F. Visit to two model states
- I visited Sweden and Finland, as the EUD had indicated that the best treatment
of sign languages and most advanced research on sign languages is to be found
there. A four-day visit has confirmed that these countries are far ahead,
being home to Professor Bergman of Stockholm University, the first professor
of sign languages, Mrs Kauppinen, Executive Director of the Finnish Federation
for the Deaf (FAD) and President of the World Federation of the Deaf and Mr
Jokinen, the Chairman of the FAD and Vice-President of the EUD.
- Sign languages are used in education and everyday life in both countries.
Sign language has been a recognised language since 1981 in Sweden, where 8-10.000
deaf people use sign language. There is an absolute right to be taught in
sign language, which is also used as the medium for teaching deaf pupils Swedish.

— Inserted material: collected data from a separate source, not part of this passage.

PR #1291, opened 2026-01-21
ML-KEM Proofs Cleanup

karthikbhargavan:
This PR does a few things:

* Switches all the annotations in traits, polynomial, ntt, and invert_ntt to mostly use Rust (with a few F*-specific annotations)
* Simplifies the proofs by using opaque predicates, removing the need for a lot of F* annotations in modules above the vector abstraction

We should discuss this style and stabilize it before going further.
One design point is the use of `cfg(hax)` for specs. 
I was doing that uniformly before, but it is inconvenient when we start using Rust annotations more uniformly.

But maybe now the code is less cluttered, we don't mind having hax enabled everywhere? Dunno.
So some discussion is needed around how and whether to use conditional flags.


libcrux-ml-kem/src/vector/portable/arithmetic.rs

I was shown the development of the curriculum, which could become a model
for the way in which sign language can be used to teach home languages in
other countries. In both Sweden and Finland parents have the right to free
tuition. The law in Sweden provides for up to 240 hours of free sign language
interpretation per year for deaf people and the country has 450 sign language
interpreters. In Finland, where sign language is protected by the Constitution
as a minority language, and with 5,000 having it is a mother tongue and 10,000
hearing people using it, Finnish municipalities are obliged to organise such
services for people in need of such assistance. The law there allows for 120
hours of free sign language interpretation per year (240 for aurally and visually
disabled persons) and there are 500 interpreters. Despite these figures, there
is felt to be a lack of interpreters in Sweden and in Finland.
- Cochlear implants represent a recent substantial technological advance but
are nevertheless an area of concern in both countries. They are seen more
as a high-tech hearing aid by the deaf than as a 'cure for deafness'. The
deaf community expresses concern that deaf children could lose the opportunity
to learn sign language, with use of this device leading to decreased competence
in sign language as the first language. Indeed, the proportion of deaf students
in universities is generally greater than that of hard of hearing, perhaps
because the hard of hearing have less support. There is also a strong cultural
feature to sign language - in both Sweden and Finland it is taught as a foreign
language, with 10,000 learning it in each country as a second mother tongue,
second language or foreign language to the positive benefit of deaf people
using sign language as their first language. There is much frustration in
the deaf community over recognition of sign language and culture - outside
Sweden, Finland, Norway and Denmark there is a long way to go. In Sweden and
Finland it is deemed that deaf people are an important minority whose rights
should be protected and quality of life improved, even if a cost is involved.
G. Conclusions and recommendations
- The progress achieved in the recognition of sign language remains slow.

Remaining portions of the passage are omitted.